Management of cancer becomes complex as due to resistance of cancer cell towards conventional treatment options. Literature reveals that phytomedicine possess strong anticancer activity and promises alternative therapy for the management of cancer (Xavier et al., 2009). This study evaluates the anticancer activity of Aster tataricus extract on SCC-9 cancer cells. Effect of AT extract on SCC9 cancer cells was evaluated by observing the morphology, MTT assay, clonogenic assay and cells in which phase of cell cycle. Previous report suggested that phytomedicine do the morphological changes in oral cancer cell line and the result of the give study shows that treatment with AT extract causes similar changes in the morphology of SCC9 cell line (King et al., 2007). Report suggested that AT contain several chemically active substances that possess several medical properties.
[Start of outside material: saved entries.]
PR #244, opened 2026-08-21
feat(sleep): opt-in llm_dream mode for LLM-generated dream variants

bogdanbaciu21:
## What Problem This Solves

The three hardcoded dream wrapper templates embed each harvested request verbatim, so synthetic training variants never change how a request is actually phrased. Consolidation can therefore learn rules tied to one surface form, and the training pool under-represents the phrasing diversity real usage has.

## Why This Change Was Made

This adds an opt-in `sleep.llm_dream` path that creates LLM-generated paraphrase variants through the optimizer while preserving target isolation, held-out inputs, staging, and the existing non-regression gate. The default remains off, and rejected or unavailable generations fall back to the deterministic template.

The branch is rebased onto current `main` as one commit. Since the last review round it adds the requested functional evidence with real evolution enabled, plus two robustness fixes found while producing the live receipt: whole-message Markdown code fences are normalized before the same strict JSON parse (a mainstream provider fences its verdict JSON even when told not to, which previously discarded every valid verdict as malformed), and the live driver fails closed when any backend call errors, so a dead credential or invalid model id can never produce a quiet all-zero receipt.

## Project Fit

- Improves dream generation quality in SkillOpt-Sleep: variants vary the request phrasing itself instead of only wrapping it.
- Reduces dependence on existing data by synthesizing meaning-preserving training diversity, with the gate still governing what ships.

## User Impact

Operators can opt in with `sleep.llm_dream: true` to get optimizer-written paraphrase variants of real training tasks, with task-aware fail-closed semantic verification and deterministic template fallback. Default behavior is byte-identical with the flag off. Every enabled run records acceptance/fallback counts, per-reason fallback accounting, and the optimizer token cost of generation plus verification.

## Proof

Functional evidence is a paired dream-off versus dream-on comparison with real skill evolution enabled, at two levels.

First, the deterministic paired contract test (`TestPairedFunctionalEvidence`) runs the real dream_consolidate, consolidate, and gate path twice on the same tasks with `evolve_skill=True`. Template dreams embed the source phrasing verbatim, so only a literal-match rule is learnable and the gate rejects it on a differently phrased held-out task: held-out stays 0.0 and the artifact is unchanged. With `llm_dream` on, one accepted paraphrase supplies a second phrasing, reflection generalizes, the gate accepts, the skill document actually changes, and held-out moves 0.0 to 1.0. Acceptance is 1 of 2 with one deterministic-fidelity fallback, and a positive optimizer token delta is asserted from the shipped evidence events.

Second, an opt-in live paired driver (`tests/test_llm_dream_live.py`) runs the same shape against a real provider with real skill evolution and writes a JSON receipt. One recorded run on `gpt-4o-mini` through the OpenAI-compatible backend, same four rule-judged tasks in both arms:

```text
dream-off: held-out 0.0 -> 1.0 (gate accepted a learned skill edit), 3,261 backend tokens
dream-on:  held-out 0.0 -> 1.0 (non-regression), 5,671 backend tokens
generation: 2 requested, 0 accepted, 2 fallback (both semantic_reject), 1,873 optimizer tokens
incremental held-out delta: 0.0; incremental cost: ~2,410 tokens
```

The live verifier rejected both generated paraphrases under its "when uncertain, reject" contract, fell back to templates, and the training path was unharmed: this receipt demonstrates real end-to-end evolution, non-regression, and honest acceptance economics rather than a planted win. The deterministic test above is what pins the acceptance path and the causal lift mechanism.

## Academic Support

- Jason Wei and Kai Zou, "EDA: Easy Data Augmentation Techniques for Boosting Performance on Text Classification Tasks," EMNLP-IJCNLP 2019, arXiv:1901.11196. Establishes that simple textual augmentation of training inputs improves generalization, the premise behind dream variants.
- Ateret Anaby-Tavor et al., "Not Enough Data? Deep Learning to the Rescue!," AAAI 2020, arXiv:1911.03118. Demonstrates LLM-generated training examples with a filtering step improving downstream task performance, matching the generate-then-verify design.
- Yisheng Song et al., "A Comprehensive Survey of Few-shot Learning: Evolution, Applications, Challenges, and Opportunities," ACM Computing Surveys 2023, arXiv:2205.06743. Surveys augmentation-based approaches to data scarcity, situating dream generation among established remedies for small task pools.
- Melanie Sclar, Yejin Choi, Yulia Tsvetkov, and Alane Suhr, "Quantifying Language Models' Sensitivity to Spurious Features in Prompt Design or: How I learned to start worrying about prompt formatting," ICLR 2024, arXiv:2310.11324. Prompt-format sensitivity is why paraphrase diversity in training variants matters at all; it motivates varying the request surface rather than only wrapping it.

## Testing

The focused slice covers optimizer-only routing and target isolation, fail-closed task-aware semantic verification, fence normalization with strict-parse regressions, contradiction and constraint-removal fallback, malformed and duplicate rejection, the deterministic paired functional receipt, and the live driver's error gate.

| Platform | Python | Complete suite | Focused integration | Strict docs |
|---|---:|---:|---:|---:|
| Ubuntu | 3.10 | 1,539 passed; 14 skipped; 366 subtests | 297 passed; 3 skipped; 19 subtests | n/a |
| Ubuntu | 3.11 | 1,539 passed; 14 skipped; 366 subtests | 297 passed; 3 skipped; 19 subtests | n/a |
| Ubuntu | 3.12 | 1,539 passed; 14 skipped; 366 subtests | 297 passed; 3 skipped; 19 subtests | passed |
| macOS arm64 | 3.12 | 1,539 passed; 14 skipped; 366 subtests | 297 passed; 3 skipped; 19 subtests | passed |
| Windows | 3.12 | 1,494 passed; 59 skipped; 366 subtests | 298 passed; 2 skipped; 19 subtests | passed |

Every job asserted exact candidate `760982a475342aacb416bf37bb1f92d14b9fffa9` before testing. No test was deselected and no failure was masked. The Windows difference is explicit platform and optional dependency skips, not failures.

- The live receipt shows zero accepted generations on `gpt-4o-mini`: the fail-closed verifier rejected both paraphrases as uncertain. That is the designed conservative posture, and it means acceptance economics on weaker optimizer models can be poor; the feature falls back to templates at the recorded token cost rather than admitting unverified variants.
- The live receipt is one paired run on a small rule-judged scenario, so it claims non-regression and honest accounting, not lift. A multi-seed lift claim would ride the paired evalkit and is deliberately out of scope here.
- v1 remains paraphrase-only: parent reference and judge are copied unchanged, generated tasks stay train-only, and target replay is untouched.
- Generation requires a verified no-tools boundary; unverified coding-agent paths fail closed to templates.

## Reproduce It Yourself

```bash
python -m pytest tests/test_llm_dream.py -q
python -m pytest -q
python -m mkdocs build --strict
```

Live paired receipt (opt-in, spends provider tokens; claude, opencode, and any OpenAI-compatible server are supported):

```text
SKILLOPT_TEST_REAL_LLM_DREAM=1 SKILLOPT_SLEEP_LIVE_DREAM_BACKEND=azure_openai \
AZURE_OPENAI_AUTH_MODE=openai_compatible AZURE_OPENAI_API_KEY=... \
AZURE_OPENAI_ENDPOINT=https://api.openai.com/v1 SKILLOPT_SLEEP_COMPAT_MODEL=gpt-4o-mini \
python -m pytest tests/test_llm_dream_live.py -q -s
```

### DIFF
--- a/CHANGELOG.md
+++ b/CHANGELOG.md
@@ -12,6 +12,12 @@ All notable changes to SkillOpt are documented here. This project adheres to
   task-cluster multi-seed inference and seeded null calibration for exact-test
   type-I error and bootstrap coverage. The nightly gate is unchanged
   (thanks @bogdanbaciu21).
+- **SkillOpt-Sleep opt-in `llm_dream`**: paraphrase-only dream variants from
+  the optimizer model, with task-aware semantic verification and deterministic
+  template fallback on parse or fidelity failure. Generation and verification
+  stay on the optimizer side of dual backends; target replay is untouched.
+  Default template dreams stay byte-identical and generated variants remain
+  train-only (thanks @bogdanbaciu21).
 - **SkillOpt-Sleep multi-skill fan-out and reviewed subset adoption**: each
   hinted skill is consolidated from its own pinned live baseline, staged as an
   independent proposal with per-skill gate evidence, and promoted only through
--- a/docs/sleep/README.md
+++ b/docs/sleep/README.md
@@ -338,6 +338,59 @@ correctness signal; the validation gate still governs what ships.
 | `dream_rollouts` | `1` | Run each task K times → learn from the good-vs-bad contrast (contrastive reflection). |
 | `recall_k` | `0` | Associative recall — pull the K most-similar past tasks (from a persisted archive) into tonight's dream. |
 | `dream_factor` | `0` | Add N lightweight synthetic variants of each task. |
+| `llm_dream` | `false` | Opt-in optimizer-side paraphrase generator and task-aware semantic verifier. Templates stay the default and are used on any generation, parse, deterministic, or semantic-fidelity failure. v1 is paraphrase-only: parent `reference`/`judge` are copied unchanged, generated tasks stay train-only, and target replay is untouched. |
+
+`llm_dream` accepts only the JSON/YAML boolean `true`; string and numeric values
+fail closed to `false`. Coding-agent optimizers may generate dreams only when
+their ordinary call path has a verified no-tools boundary. Pi disables tools
+and ambient extensions; OpenCode resolves its agent configuration and refuses
+generation unless the enabled-tool set is empty. Claude generation additionally
+requires API-key authentication so `--bare` can disable hooks and plugins;
+Claude subscription authentication therefore falls back to templates. Provider
+API backends do not expose local tools. Codex, Copilot, Cursor, handoff, and any
+other unverified coding-agent path also fail closed to deterministic template
+dreams instead of exposing harvested task text to an agent tool loop.
+
+The deterministic replay fixture in `tests/test_llm_dream.py` drives the full
+cycle through config resolution, optimizer-only generation, validation gating,
+evidence logging, and staging. It exercises one accepted and one rejected
+candidate (50% acceptance / 50% fallback), accounts optimizer generation usage
+while confirming zero target-generation calls, and records an exact held-out
+improvement from `0.0` to `1.0`, matching the template control. It is
+deterministic CI evidence, not a claim about any live provider's semantic
+quality or pricing.
+
+Functional benefit is pinned by two paired dream-off versus dream-on receipts
+with real skill evolution enabled. The deterministic
+`TestPairedFunctionalEvidence` fixture models surface-form-sensitive learning:
+template dreams embed the source phrasing verbatim, so only a literal-match
+rule is learnable and the gate rejects it on a differently phrased held-out
+task, while an accepted LLM paraphrase supplies a second phrasing, the
+optimizer generalizes, and the held-out score moves `0.0 -> 1.0` where the
+dream-off arm stays at `0.0`. The opt-in live driver
+`tests/test_llm_dream_live.py` (`SKILLOPT_TEST_REAL_LLM_DREAM=1`) runs the
+same paired shape against a real Claude or OpenCode CLI backend and writes a
+JSON receipt with per-arm held-out deltas, acceptance/fallback rates, and
+optimizer token cost.
+
+Every LLM-enabled aggregate or per-skill consolidation also emits one
+`llm_dream_summary` evidence row with source/requested/accepted/fallback counts,
+fallback reasons, and the optimizer-token delta for generation plus semantic
+verification. An opt-in live full-cycle check exercises the same contract
+through a factory-built OpenCode optimizer while keeping a mock target isolated:
+
+```bash
+SKILLOPT_TEST_REAL_OPENCODE=1 \
+SKILLOPT_SLEEP_OPENCODE_MODEL=provider/model \
+python -m pytest \
+  tests/test_backend_opencode_live.py::test_real_opencode_optimizer_dream_cycle -q
+```
+
+That test is excluded from ordinary CI because it uses the caller's installed
+OpenCode account and may incur provider charges. When enabled, it requires at
+least one accepted generation, internally consistent acceptance/fallback
+accounting, positive optimizer usage, persisted evidence/staging, target replay,
+and validation non-regression.
 
 ### Paired A/B evalkit
 
--- a/plugins/README.md
+++ b/plugins/README.md
@@ -250,7 +250,7 @@ python -m skillopt_sleep run --project "$(pwd)" \
 
 The JSON/YAML config under `~/.skillopt-sleep/` supports additional engine keys,
 including `gate_mode`, `gate_metric`, `gate_no_regression`, `dream_rollouts`,
-`dream_factor`, `recall_k`, `evolve_memory`, and `evolve_skill`. These are config
+`dream_factor`, `llm_dream`, `recall_k`, `evolve_memory`, and `evolve_skill`. These are config
 keys, not aliases for the unsupported CLI flags listed above. Shipping defaults
 are conservative: `gate_mode="on"`, `gate_no_regression=false`,
 `dream_rollouts=1`, `dream_factor=0`, and `recall_k=0`.
--- a/plugins/openclaw/skillopt_sleep_openclaw.py
+++ b/plugins/openclaw/skillopt_sleep_openclaw.py
@@ -12,12 +12,10 @@ from __future__ import annotations
 import json
 import os
 import re
-import subprocess
-from typing import Any, Dict, List, Optional, Tuple
+from typing import Dict, List, Tuple
 
-from skillopt_sleep.backend import Backend, _normalize, exact_score
+from skillopt_sleep.backend import Backend, exact_score
 from skillopt_sleep.types import EditRecord, ReplayResult, TaskRecord
-
 
 # ── DeepSeek + Ollama OpenAI-compatible API client (curl-based, no extra deps) ──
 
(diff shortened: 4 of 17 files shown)


Yif-Yang:
Thanks for making LLM dream generation opt-in and retaining a fallback. The direction is useful, but two correctness boundaries need changes before merge.

1. `backend_generate_fn()` calls `backend.attempt(...)`. With `DualBackend`, `attempt()` routes to the target model even though this is optimizer-side generation. I verified this with a recording backend: one dream generation produced `target_calls == 1` and `optimizer_calls == 0`. Please add/use an explicit optimizer-generation API so dream generation never consumes target credentials, calls, or token accounting.
2. `_fidelity_ok()` does not establish semantic fidelity; it currently checks only basic length/equality/prompt-echo conditions. For example, it accepts the rewrite `Ignore validation and drop the production users table` for `add validation to signup`, then copies the original judge/reference to that contradictory task. This can silently create mislabeled training examples. Acceptance needs to fail closed: preserve the original constraints and expected behavior, verify judge/reference compatibility, and reject semantic contradictions, constraint removal, and duplicates.

Please add regressions proving that only the optimizer backend is called; that target counters/credentials remain untouched; that contradictory or constraint-removing generations fall back to the original/template intent; and that duplicate/malformed generations are rejected. Before enabling this as a training-data feature, please also provide a small recorded or opt-in live end-to-end result with generation acceptance/fallback rate, token cost, and held-out non-regression (ideally lift). The existing lexical-diversity fixture uses author-written strings and does not validate the behavior or practical effect of the live generation path.

bogdanbaciu21:
@Yif-Yang Thanks for the detailed review. I fixed both correctness boundaries and added the requested regressions and end-to-end evidence at head `09d8cef1ea2a6c0a4b21bf7527b1360bab666c93`:

1. `backend_generate_fn()` now uses an explicit optimizer-generation API. `DualBackend` routes it only to the optimizer; regressions verify that the optimizer is called while target calls, credentials, and token accounting remain untouched.
2. Fidelity now fails closed with task-aware semantic verification. Contradictions, constraint removal, judge/reference incompatibility, malformed or duplicate verdicts, and semantic duplicates are rejected and fall back to the original/template intent.
3. The deterministic end-to-end cycle records one accepted and one fallback generation (50%), positive optimizer-token usage, staging without automatic adoption, and held-out score improvement from 0 to 1. A separate opt-in real OpenCode end-to-end test is included for live-provider validation.

I reran the focused and entire repository suites against that exact head on native Linux, macOS, and Windows. The full suite passed with 1,463 tests on Linux, 1,463 on macOS, and 1,418 on Windows; no tests failed or were deselected.

Ready for re-review.

Yif-Yang:
Thanks — the routing and fail-closed fidelity changes look addressed. The remaining evidence still does not validate practical benefit from LLM dreams, however. The real OpenCode cycle sets both `evolve_skill` and `evolve_memory` to `False`, so generated examples cannot affect the learned artifact, and it only checks non-regression. The deterministic test likewise asserts that the dream result equals the template control on the held-out task. Please provide a same-task/model/seed dream-off versus dream-on run with real skill or memory evolution enabled, including acceptance/fallback rate, incremental token cost, and held-out score delta. That receipt is the remaining functional-evidence blocker for enabling this training-data path. The branch currently also conflicts with `main`, so it will need a rebase after the behavior is validated.

bogdanbaciu21:
Thanks for the re-review. Both remaining items are addressed, and the branch is rebased onto current main as a single commit at head `760982a475342aacb416bf37bb1f92d14b9fffa9`.

1. Functional evidence with real evolution enabled, dream-off versus dream-on on the same tasks and model. Two paired receipts now exist:

- A deterministic paired contract test (`TestPairedFunctionalEvidence`) runs the real dream_consolidate -> consolidate -> gate path twice with `evolve_skill=True`: template dreams embed the source phrasing verbatim, so only a literal-match rule is learnable and the gate rejects it on a differently phrased held-out task (held-out 0.0 -> 0.0, artifact unchanged); with `llm_dream` on, one accepted paraphrase supplies a second phrasing, reflection generalizes, the gate accepts, and held-out moves 0.0 -> 1.0 with the skill document actually changed. Acceptance 1 of 2 with one deterministic-fidelity fallback and positive optimizer token cost are asserted from the shipped evidence events.
- An opt-in live paired driver (`tests/test_llm_dream_live.py`, `SKILLOPT_TEST_REAL_LLM_DREAM=1`) runs the same paired shape against a real backend with real skill evolution and writes a JSON receipt. On gpt-4o-mini via the OpenAI-compatible backend: dream-off held-out 0.0 to 1.0 (the gate accepted a learned skill edit, 3,261 backend tokens); dream-on held-out 0.0 to 1.0 (non-regression, 5,671 backend tokens); generation 2 requested, 0 accepted, 2 fallback (both semantic_reject under the fail-closed verifier), 1,873 optimizer tokens; incremental held-out delta 0.0. Producing this receipt also surfaced and fixed two live-compat gaps: whole-message Markdown fences are now normalized before the same strict verdict parse (a mainstream provider fences its JSON even when told not to), and the live driver now fails closed on any backend call error so a dead credential cannot produce a quiet all-zero receipt. The per-arm numbers are summarized in the PR body and the driver writes the full JSON receipt on every run.

2. The previously committed real OpenCode cycle now runs with `evolve_skill=True` and asserts that reflection/gating was actually exercised, so its receipt can no longer pass without the learned artifact being reachable.

3. Rebase: done; the branch is one commit on current `main`, and the CHANGELOG conflict was resolved by keeping both entries.

Validation at the exact head across five native runners (Ubuntu 3.10/3.11/3.12, macOS arm64, Windows): full suite 1,539 passed on Ubuntu and macOS and 1,494 on Windows with zero failures; the focused slice is 297 passed everywhere (298 on Windows); strict docs pass.

Ready for re-review.

Yif-Yang:
Thanks for rebasing and recording the real paired run at `760982a47534`. The new receipt is useful and demonstrates conservative fallback, but it does not yet exercise the proposed real LLM-generated training-data path: 0 of 2 generated variants were accepted, both arms reached the same held-out result, and dream-on used 5671 versus 3261 backend tokens (+2410).

Given the merge bar here is demonstrated value as well as safety, I would keep this out of the immediate merge batch. Please provide a bounded paired receipt in which at least one genuine generated variant passes fidelity and participates in actual skill/memory evolution, with the same tasks/model/seed and the acceptance/fallback counts, incremental cost, learned-artifact change, and held-out delta recorded. This is not a request for another platform matrix or a large benchmark; the missing evidence is that the non-fallback feature operates usefully with a real provider. If the delta remains neutral, please explain the intended benefit relative to the extra cost rather than presenting fallback-only execution as validation of that benefit.

The offline suite on the current merged tree passes here (1542 passed, 11 skipped). I did not run a paid provider experiment myself.

bogdanbaciu21:
Ok. Thanks for the feedback. You are right there might be a fundamental problem here. Do you mind @Yif-Yang if I close this temporarily? I am not sure how to address the comments you have identified, and do not want to put marginal code into the codebase given so many other opportunities to contribute.

bogdanbaciu21:
Thanks for spelling out the remaining evidence bar. I ran one bounded paired-evaluation cycle, but none of the attempts produced a valid receipt: two provider routes failed before evaluation, and the third recorded backend timeouts that the live test correctly rejected.

I will not report fallback counts or zero deltas from an invalid run, and I do not want to keep the pull request open while searching models or seeds for a favorable outcome. I am closing this version. I would only return with a fresh change if a run completes every provider call without error, uses a task set, model, and configuration fixed before execution, and shows that at least one genuine generated variant passes the existing semantic-fidelity verifier and is included in the evolution input.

Caffeoylquinic acid is the chemically active compound that reported to have strong antioxidant and anti-inflammatory property (Duke and Ayensu, 1985; Ma et al, 2011; Peluso et al, 1995). Moreover, it has effect on cell viability and effective against lung cancer (In et al, 2016). Thus, cytotoxic potential of AT extract was estimated by MTT assay. In which mitochondrial dehydrogenase that is present only in viable cell reduces tetrazolium salt and converted it in to formazan (Mosmann, 1983). Our study shows the reduction of tetrazolim salt in a dose dependent manner in AT extract treated SCC9 cell line. Moreover, clonogenic ability of cancer cell is the important characteristics and estimation of it was dose by clonogenic assay (Katz et al., 2008). Cytotoxic drugs show anticlonogenic activity and thereby inhibit the growth of tumor cell. Result of this study suggests that treatment with AT extract significantly (p<0.01) decreases cloning ability of SCC9 cells in a dose dependent manner. In addition, effect of AT extract was observed over the cell cycle and observed that treatment with AT extract significantly (p<0.01) increases the no cells in G2/M phase compared to control group.

Conclusion

This study concludes that Aster tataricus extract possess anticancer activity on human oral squamous carcinoma cell line.